_THE PROBLEM_
Exactly as written, copy the lines that run from the start of the data below to the line containing "### Requirements", both ends included.

_WORKING DATA_
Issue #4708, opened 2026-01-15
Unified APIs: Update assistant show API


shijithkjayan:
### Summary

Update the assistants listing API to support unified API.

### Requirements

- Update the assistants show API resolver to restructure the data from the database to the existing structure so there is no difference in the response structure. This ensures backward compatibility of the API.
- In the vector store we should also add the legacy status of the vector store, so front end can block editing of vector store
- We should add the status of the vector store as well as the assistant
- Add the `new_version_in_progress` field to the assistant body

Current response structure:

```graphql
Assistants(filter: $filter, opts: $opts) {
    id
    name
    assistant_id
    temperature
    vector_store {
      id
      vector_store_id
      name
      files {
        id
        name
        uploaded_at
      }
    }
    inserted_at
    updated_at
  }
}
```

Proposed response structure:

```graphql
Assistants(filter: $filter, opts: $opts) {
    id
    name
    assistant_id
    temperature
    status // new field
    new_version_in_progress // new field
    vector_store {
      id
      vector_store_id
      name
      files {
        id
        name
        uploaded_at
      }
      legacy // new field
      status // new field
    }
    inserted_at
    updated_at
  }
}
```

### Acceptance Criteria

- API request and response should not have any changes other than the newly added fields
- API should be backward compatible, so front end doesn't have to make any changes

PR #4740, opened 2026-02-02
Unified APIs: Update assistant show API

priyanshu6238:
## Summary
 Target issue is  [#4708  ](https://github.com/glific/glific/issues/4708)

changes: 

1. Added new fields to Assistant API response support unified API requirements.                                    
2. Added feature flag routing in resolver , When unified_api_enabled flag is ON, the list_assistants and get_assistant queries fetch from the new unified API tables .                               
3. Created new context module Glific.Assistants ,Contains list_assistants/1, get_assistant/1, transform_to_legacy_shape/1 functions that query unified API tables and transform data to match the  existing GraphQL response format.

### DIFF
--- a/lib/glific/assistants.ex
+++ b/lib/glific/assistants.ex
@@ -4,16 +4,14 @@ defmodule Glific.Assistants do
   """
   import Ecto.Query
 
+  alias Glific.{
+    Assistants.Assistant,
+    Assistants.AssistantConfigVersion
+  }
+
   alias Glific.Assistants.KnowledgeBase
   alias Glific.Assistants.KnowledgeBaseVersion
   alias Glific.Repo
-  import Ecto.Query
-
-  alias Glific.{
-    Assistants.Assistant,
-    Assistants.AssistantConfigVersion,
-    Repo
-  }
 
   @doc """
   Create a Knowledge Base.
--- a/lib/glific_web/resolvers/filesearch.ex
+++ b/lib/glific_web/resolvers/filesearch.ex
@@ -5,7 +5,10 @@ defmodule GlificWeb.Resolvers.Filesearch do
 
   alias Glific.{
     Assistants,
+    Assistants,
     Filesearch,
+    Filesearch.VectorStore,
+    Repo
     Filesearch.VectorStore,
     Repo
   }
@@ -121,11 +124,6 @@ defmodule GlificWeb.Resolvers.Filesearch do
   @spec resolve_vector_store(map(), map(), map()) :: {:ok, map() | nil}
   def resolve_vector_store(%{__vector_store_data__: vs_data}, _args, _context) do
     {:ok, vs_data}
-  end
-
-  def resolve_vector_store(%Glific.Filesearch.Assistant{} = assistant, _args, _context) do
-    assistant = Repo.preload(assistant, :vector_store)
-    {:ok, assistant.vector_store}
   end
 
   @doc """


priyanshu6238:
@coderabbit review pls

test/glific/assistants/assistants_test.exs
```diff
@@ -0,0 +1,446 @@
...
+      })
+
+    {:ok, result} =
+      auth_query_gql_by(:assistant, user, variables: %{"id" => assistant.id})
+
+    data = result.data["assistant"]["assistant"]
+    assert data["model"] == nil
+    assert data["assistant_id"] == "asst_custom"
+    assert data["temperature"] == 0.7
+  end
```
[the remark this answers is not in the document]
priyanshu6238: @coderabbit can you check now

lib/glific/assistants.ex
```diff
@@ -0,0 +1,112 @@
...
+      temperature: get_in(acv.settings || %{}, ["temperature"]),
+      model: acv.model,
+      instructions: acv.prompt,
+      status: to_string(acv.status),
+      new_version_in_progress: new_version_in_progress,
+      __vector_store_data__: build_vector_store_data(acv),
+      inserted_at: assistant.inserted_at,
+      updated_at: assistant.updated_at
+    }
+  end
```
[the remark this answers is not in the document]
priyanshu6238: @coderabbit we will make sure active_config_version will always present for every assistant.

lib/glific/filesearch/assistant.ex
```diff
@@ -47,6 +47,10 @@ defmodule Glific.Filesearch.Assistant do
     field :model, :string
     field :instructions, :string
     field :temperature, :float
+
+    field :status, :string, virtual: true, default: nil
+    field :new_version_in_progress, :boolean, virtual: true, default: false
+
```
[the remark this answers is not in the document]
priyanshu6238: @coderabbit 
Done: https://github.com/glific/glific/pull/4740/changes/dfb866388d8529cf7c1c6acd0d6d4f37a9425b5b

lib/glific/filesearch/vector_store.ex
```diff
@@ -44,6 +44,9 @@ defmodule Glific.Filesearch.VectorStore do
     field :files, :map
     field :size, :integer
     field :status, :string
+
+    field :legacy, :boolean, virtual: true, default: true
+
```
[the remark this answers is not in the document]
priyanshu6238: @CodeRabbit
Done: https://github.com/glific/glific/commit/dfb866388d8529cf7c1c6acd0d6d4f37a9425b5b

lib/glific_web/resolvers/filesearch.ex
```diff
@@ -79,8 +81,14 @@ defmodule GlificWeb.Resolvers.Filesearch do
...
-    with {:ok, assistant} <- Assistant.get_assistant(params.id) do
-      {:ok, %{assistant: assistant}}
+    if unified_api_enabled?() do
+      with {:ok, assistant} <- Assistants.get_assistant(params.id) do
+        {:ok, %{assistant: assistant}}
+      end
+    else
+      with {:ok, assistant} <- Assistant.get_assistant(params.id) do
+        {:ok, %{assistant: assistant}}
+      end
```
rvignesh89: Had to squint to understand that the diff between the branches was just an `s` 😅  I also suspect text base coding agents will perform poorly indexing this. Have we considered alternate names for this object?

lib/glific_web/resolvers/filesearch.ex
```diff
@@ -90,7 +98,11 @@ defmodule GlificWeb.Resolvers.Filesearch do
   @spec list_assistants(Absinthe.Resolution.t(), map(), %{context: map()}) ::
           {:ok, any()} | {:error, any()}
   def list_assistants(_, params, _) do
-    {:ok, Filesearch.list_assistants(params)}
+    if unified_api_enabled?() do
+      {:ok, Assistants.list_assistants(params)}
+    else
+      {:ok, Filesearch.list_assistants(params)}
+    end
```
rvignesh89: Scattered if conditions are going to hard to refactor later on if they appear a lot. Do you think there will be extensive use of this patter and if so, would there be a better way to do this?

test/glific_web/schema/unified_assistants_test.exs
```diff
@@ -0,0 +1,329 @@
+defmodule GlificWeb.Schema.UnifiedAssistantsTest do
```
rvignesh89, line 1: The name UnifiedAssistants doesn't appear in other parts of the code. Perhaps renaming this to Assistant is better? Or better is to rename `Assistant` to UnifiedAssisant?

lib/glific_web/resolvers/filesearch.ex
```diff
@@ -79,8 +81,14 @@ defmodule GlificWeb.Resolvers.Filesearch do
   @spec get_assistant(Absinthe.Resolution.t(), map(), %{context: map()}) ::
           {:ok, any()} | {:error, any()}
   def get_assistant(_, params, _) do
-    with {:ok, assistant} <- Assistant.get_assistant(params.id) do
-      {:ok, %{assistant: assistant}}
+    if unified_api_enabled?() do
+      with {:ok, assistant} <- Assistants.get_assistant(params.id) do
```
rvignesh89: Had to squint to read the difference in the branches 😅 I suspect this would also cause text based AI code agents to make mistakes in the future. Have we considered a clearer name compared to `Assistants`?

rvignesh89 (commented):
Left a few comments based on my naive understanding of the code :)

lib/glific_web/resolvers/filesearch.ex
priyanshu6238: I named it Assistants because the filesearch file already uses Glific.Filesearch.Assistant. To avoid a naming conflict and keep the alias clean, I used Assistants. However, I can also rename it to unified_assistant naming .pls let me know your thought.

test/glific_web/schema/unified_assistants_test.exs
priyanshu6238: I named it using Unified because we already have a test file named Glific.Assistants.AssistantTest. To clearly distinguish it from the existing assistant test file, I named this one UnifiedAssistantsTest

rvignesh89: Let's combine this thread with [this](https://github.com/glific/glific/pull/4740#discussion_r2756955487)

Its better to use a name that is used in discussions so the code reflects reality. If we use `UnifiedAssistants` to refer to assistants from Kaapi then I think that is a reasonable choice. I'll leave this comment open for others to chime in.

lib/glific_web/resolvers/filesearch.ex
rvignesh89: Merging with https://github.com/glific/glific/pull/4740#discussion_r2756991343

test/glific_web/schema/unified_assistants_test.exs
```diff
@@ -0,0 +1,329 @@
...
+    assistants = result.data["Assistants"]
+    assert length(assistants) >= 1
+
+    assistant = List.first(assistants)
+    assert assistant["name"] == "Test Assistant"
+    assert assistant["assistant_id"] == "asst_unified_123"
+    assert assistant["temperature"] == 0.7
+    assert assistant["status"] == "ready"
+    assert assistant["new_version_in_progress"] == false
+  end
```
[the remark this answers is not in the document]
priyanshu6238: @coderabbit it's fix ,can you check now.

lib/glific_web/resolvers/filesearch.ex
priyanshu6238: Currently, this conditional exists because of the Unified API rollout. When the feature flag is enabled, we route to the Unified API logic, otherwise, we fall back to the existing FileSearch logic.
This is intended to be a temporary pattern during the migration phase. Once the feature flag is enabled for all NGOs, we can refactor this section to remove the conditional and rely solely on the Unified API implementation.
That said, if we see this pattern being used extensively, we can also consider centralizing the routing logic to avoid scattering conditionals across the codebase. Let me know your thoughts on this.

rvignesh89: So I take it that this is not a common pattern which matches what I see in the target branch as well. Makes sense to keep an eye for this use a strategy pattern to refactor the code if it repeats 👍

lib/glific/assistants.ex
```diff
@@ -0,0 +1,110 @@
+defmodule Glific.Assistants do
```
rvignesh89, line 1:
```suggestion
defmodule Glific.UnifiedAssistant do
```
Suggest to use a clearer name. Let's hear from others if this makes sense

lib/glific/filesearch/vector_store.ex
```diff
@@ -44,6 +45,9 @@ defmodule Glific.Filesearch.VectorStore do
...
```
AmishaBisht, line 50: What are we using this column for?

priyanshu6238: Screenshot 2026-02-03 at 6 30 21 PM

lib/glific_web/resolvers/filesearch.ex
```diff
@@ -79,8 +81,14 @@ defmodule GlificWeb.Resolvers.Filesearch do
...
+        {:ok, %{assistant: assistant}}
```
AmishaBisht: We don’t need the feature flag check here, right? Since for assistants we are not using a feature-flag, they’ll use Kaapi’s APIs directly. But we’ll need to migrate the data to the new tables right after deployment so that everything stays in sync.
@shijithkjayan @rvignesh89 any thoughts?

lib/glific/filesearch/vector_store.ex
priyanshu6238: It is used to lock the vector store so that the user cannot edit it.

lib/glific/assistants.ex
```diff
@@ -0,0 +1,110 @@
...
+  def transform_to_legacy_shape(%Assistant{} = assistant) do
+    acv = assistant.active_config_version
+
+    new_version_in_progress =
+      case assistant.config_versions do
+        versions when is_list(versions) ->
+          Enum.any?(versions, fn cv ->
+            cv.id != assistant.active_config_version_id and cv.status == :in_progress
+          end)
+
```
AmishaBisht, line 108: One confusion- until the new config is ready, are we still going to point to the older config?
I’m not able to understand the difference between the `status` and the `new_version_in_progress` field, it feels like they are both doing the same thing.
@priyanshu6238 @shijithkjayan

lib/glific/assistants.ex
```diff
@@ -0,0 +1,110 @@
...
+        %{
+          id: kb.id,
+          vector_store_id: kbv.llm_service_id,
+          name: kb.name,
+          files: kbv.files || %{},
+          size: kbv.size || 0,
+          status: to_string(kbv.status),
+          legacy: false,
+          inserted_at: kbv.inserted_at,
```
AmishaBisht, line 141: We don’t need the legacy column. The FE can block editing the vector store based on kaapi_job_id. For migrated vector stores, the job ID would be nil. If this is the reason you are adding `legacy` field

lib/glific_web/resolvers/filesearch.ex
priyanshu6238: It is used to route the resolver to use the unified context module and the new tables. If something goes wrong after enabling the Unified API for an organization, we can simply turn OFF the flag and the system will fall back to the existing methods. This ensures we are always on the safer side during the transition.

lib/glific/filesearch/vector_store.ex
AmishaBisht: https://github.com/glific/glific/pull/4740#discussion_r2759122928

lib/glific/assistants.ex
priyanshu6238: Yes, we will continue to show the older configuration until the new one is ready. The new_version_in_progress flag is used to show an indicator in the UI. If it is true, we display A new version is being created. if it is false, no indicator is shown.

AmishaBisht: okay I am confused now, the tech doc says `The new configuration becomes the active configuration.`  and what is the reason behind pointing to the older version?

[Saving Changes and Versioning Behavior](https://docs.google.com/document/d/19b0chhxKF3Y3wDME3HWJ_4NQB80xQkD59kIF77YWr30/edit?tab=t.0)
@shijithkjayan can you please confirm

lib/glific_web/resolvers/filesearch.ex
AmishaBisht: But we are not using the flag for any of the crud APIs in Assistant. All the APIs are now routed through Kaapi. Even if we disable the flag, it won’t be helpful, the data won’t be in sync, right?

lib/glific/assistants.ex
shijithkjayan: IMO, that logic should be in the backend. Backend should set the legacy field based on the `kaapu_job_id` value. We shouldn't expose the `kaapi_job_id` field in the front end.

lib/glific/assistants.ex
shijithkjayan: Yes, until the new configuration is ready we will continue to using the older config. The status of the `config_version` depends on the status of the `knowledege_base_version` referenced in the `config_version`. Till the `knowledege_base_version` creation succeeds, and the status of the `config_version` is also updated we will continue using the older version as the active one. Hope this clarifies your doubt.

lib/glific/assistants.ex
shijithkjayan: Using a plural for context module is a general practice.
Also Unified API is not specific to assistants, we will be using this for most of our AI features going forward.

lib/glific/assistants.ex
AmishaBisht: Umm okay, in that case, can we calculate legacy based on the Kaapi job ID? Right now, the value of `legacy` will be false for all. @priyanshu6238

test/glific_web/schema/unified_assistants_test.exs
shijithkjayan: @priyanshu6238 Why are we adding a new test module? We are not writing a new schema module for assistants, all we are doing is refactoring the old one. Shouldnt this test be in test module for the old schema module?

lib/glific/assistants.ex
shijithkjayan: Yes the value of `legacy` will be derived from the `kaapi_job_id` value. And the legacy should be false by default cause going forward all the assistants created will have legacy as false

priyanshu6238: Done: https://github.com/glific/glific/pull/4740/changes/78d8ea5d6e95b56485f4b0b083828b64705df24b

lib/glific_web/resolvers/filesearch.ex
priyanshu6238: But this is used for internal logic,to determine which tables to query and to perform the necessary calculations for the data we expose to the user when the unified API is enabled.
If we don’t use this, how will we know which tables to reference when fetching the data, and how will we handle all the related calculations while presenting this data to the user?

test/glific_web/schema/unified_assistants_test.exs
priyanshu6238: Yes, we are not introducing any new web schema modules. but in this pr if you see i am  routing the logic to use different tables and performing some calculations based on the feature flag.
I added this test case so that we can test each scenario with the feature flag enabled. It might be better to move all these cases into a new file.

_YOUR RESPONSE_
Issue #4708, opened 2026-01-15
Unified APIs: Update assistant show API


shijithkjayan:
### Summary

Update the assistants listing API to support unified API.

### Requirements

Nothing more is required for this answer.